Après plus de quatre années d’instruction, treize personnes soupçonnées d’avoir participé, à des degrés divers, aux émeutes qui ont secoué la Guadeloupe à l’automne 2021 sont jugées pour « association de malfaiteurs » devant le tribunal de Fort-de-France (Martinique) à compter de lundi 26 janvier 2026. Le procès, qualifié par certains acteurs judiciaires de « procès des grands frères », doit durer trois semaines.
Les prévenus et les qualifications retenues
Parmi les treize prévenus figurent des profils variés : un agent des forces de l’ordre — accusé par l’accusation d’avoir aidé à l’organisation des faits —, des hommes présentés comme des « membres de gangs », des artistes issus du milieu du rap et plusieurs médiateurs de rue. L’ensemble des personnes mises en examen comparaît notamment pour « association de malfaiteurs », une qualification qui traduit, selon l’instruction, l’existence d’une concertation ou d’une organisation destinée à commettre des infractions.
Le dossier, instruit plus de quatre ans après les événements, rassemble éléments matériels et témoignages. Le calendrier judiciaire porte le procès à Fort-de-France plutôt qu’en Guadeloupe : une décision motivée par des impératifs liés à l’enquête et à l’organisation des débats, selon les éléments transmis au moment de la mise en examen.
Rappel des violences de novembre 2021
Les faits renvoient à une période de tensions profondes en Guadeloupe, en novembre 2021. L’archipel avait alors subi des vagues de contaminations massives au Covid-19 et été le théâtre d’une vive contestation contre l’obligation vaccinale des personnels soignants. Le conflit syndical opposant des infirmiers et autres personnels médicaux refusaient de se soumettre à la vaccination, et la situation s’est rapidement envenimée.
Mi-novembre 2021, tandis que l’UGTG — un syndicat décrit comme indépendantiste et très actif jusqu’alors — appelait à une mobilisation générale, des barricades ont été érigées dans plusieurs points de l’île. Ces barrages, tenus par des jeunes et des moins jeunes, souvent cagoulés et parfois armés, ont impliqué le déplacement de pneus et leur mise à feu sur des ronds-points ainsi que sur des axes névralgiques, paralysant une partie des transports et perturbant la vie quotidienne.
Enjeux judiciaires et dimensions sociales
Le procès vise à éclairer la responsabilité individuelle et collective de ceux qui, selon l’accusation, auraient organisé ou participé aux actions les plus visibles et violentes de ces mobilisations. Au-delà des réquisitions pénales, l’affaire pose des questions sur la frontière entre contestation sociale et basculement dans l’illégalité organisée, et sur la place de figures locales — médiateurs, artistes, individus liés aux réseaux de rue — dans des mouvements massifs.
La présence d’un policier parmi les prévenus est un élément particulièrement sensible : elle alimente des interrogations sur d’éventuelles complicités internes et sur la capacité des institutions à prévenir ou contrôler des débordements. Les qualifications retenues devant le tribunal permettront d’examiner de manière formelle ces allégations au cours des audiences qui s’étaleront sur trois semaines.

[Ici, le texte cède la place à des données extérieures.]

PR #316, opened 2019-06-07
Allow incorrect cert in development.

twifkak:
When `-development` is passed, an invalid SXG cert will only cause a
WARNING.

@shigeki

### DIFF
--- a/cmd/amppkg/main.go
+++ b/cmd/amppkg/main.go
@@ -90,8 +90,12 @@ func main() {
 	if certs == nil || len(certs) == 0 {
 		die(fmt.Sprintf("no cert found in %s", config.CertFile))
 	}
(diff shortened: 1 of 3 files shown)


shigeki:
Thanks, I missed it.

If `-development` is intended to work with `--ignore-certificate-errors-spki-list` on Chrome, only cert's validity period checks need to be warned. Other checks of cert's key pair and signing domain in `util.CheckCertificate` should be failed.

I think it is better to  move validity period checks out of `util.CheckCertificate` and allow it if `-developement` such as `util.CanSignHttpExchanges`.

twifkak:
@shigeki Thanks for the review.

It's not documented in README.md, but I also use `-development` with `curl ... | dump-signedexchange -verify`.

I moved the validity check from `CheckCertificate` to `CanSignHttpExchanges` (and changed its doc and interface accordingly). I also added support for the `-invalidcert` flag which I forgot. Does this seem reasonable?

Les parties civiles et la défense disposeront chacune d’un temps d’expression au cours des débats pour présenter leurs éléments. Le calendrier judiciaire et la complexité du dossier — qui mêle aspects pénaux, contexte social et retentissement médiatique — laissent présager des audiences denses, centrées sur l’analyse des preuves et la qualification juridique des actes reprochés.
Enfin, ce procès intervient dans un contexte plus large de discussion sur la gestion des crises sanitaires et sociales en outre-mer, et sur les réponses institutionnelles face à des mobilisations puissantes. Sans préjuger des décisions qui seront rendues, les débats à Fort-de-France doivent permettre d’établir les responsabilités et, pour les observateurs, d’évaluer les mécanismes qui ont conduit à l’escalade des violences en novembre 2021.